**The data:**
PR #2362, opened 2025-10-06
feat: add support for delete_all_documents for astra client

### LINKED ISSUE #2308: add `delete_all_documents()` operation to `AstraDocumentStore`
The operation should delete all the documents in the document store.

There seems to exist already in the API [a native operation](https://docs.datastax.com/en/astra-db-serverless/api-reference/document-methods/delete-many.html#:~:text=To%20delete%20all%20documents%2C%20use,in%20the%20collection%20was%20deleted.) to achieve this.

srini047:
### Related Issues

- fixes #2308 

### Proposed Changes:
- Added support for `delete_all_documents()` in document_stort and client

**Required work:** Show the lines in the entries above that include the string "support".

**Response for this exercise:**
feat: add support for delete_all_documents for astra client
- Added support for `delete_all_documents()` in document_stort and client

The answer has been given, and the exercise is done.